On était au commencement du XIVe siècle. La scolastique avait vécu, mais l'esprit scolastique demeura. Il avait marqué l'esprit français d'une empreinte trop profonde, il avait façonné d'une manière trop impérieuse le génie de l'Université de Paris pour disparaître en même temps que les derniers docteurs. Les héritiers de Scot, tout hérissés de syllogismes et de formules barbares, étaient toujours là, pour épaissir encore les ténèbres savantes où le maître avait égaré la philosophie. Leur trace et leur œuvre sont très-visibles jusqu'à la Renaissance de Rabelais et de Ramus. L'Université, qui ne pouvait plus animer la jeunesse par des débats pareils à ceux qui illustrèrent l'École aux XIIe et XIIIe siècles, maintenait dans son enseignement les méthodes du passé: la division des Sept Arts, qui soumettait toutes les connaissances à la primauté de la dialectique; la discipline du syllogisme, qui dispensait, le raisonnement étant en forme, de vérifier la certitude de la conclusion; les disputes verbeuses qui, chez les théologiens, par exemple, duraient douze heures26; gymnastique merveilleuse pour déformer les cerveaux et rendre inutiles tous les organes de l'entendement propres à la vue directe de la réalité, excellente aussi pour alourdir et endormir les âmes.
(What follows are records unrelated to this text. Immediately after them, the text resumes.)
PR #1692, opened 2021-07-20
Fix #1691: Add margin to bookmark-editor

### LINKED ISSUE #1691: Border on last bookmark disappears during bookmark edit
- **Min Version:** 0.20.0
- **Operating system:** macOS 11.4

## Expected Behavior
Line should be visible.

## Actual Behavior
image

Vingt mille étudiants, la fleur de la France, se préparaient ainsi à la vie en s'exerçant aux arguments cornus dans le royaume nébuleux de la Quinte-Essence. En 1535, le pauvre Marot, pensant à ses pédagogues, les «régens du temps jadis», soupire encore:

 
Jamais je n'entre en paradis
S'ils ne m'ont perdu ma jeunesse.
 

Avant de montrer plus en détail l'effet de cette éducation intellectuelle sur l'esprit français, il convient de signaler, dans l'ordre des choses politiques, une seconde cause de décadence morale: nous saisirons mieux ainsi dans son ensemble le mouvement rétrograde qui, au XIVe siècle, éloigna nos pères du seuil de la Renaissance.

VIII

La France avait de bonne heure revendiqué la liberté civile. Au morcellement féodal elle avait opposé, dès la seconde moitié du XIe siècle, la Commune libre, régie par ses magistrats électifs, gouvernée par l'assemblée populaire que convoque la cloche du beffroi, protégée par la charte que le roi a signée, mais que les citoyens ont rédigée, défendue enfin par sa milice bourgeoise que précède la bannière de la cité. La Commune est, en réalité, une république fondée par des marchands et des artisans27 qui se sont unis par serment, par conjuration sur les choses saintes, pour échapper, eux et leurs biens, au servage féodal. La couronne leur permit de s'établir; et les seigneurs se résignèrent généralement à leur vendre leurs franchises. Mais, en plus d'une ville, les bourgeois durent batailler longtemps avant d'amener leurs maîtres à composition. Au Mans, à Cambrai, à Laon, à Sens, à Reims, la victoire fut achetée à prix de sang; à Noyon, à Beauvais, à Saint-Quentin, à Amiens, à Soissons, la révolution fut plus pacifique. A Auxerre, la Commune fut instituée du consentement du comte, malgré l'évêque; à Amiens, malgré le comte, avec l'aide de l'évêque. Toutefois, l'Église fut le plus souvent hostile à l'affranchissement des villes; dans le midi, au contraire, elle parut ouvertement favorable; mais dans la France propre, en Bourgogne et en Flandre, les évêques, par les armes ou l'excommunication et avec l'aveu du Saint-Siége, firent aux Communes une guerre acharnée qui dura trois siècles, et finit par la ruine des libertés municipales28. «Commune, dit un auteur ecclésiastique du XIIIe siècle, Guilbert de Nogent, est un mot nouveau et détestable, et voici ce qu'on entend par ce mot: les gens taillables ne paient plus qu'une fois l'an à leur seigneur la rente qu'ils lui doivent.»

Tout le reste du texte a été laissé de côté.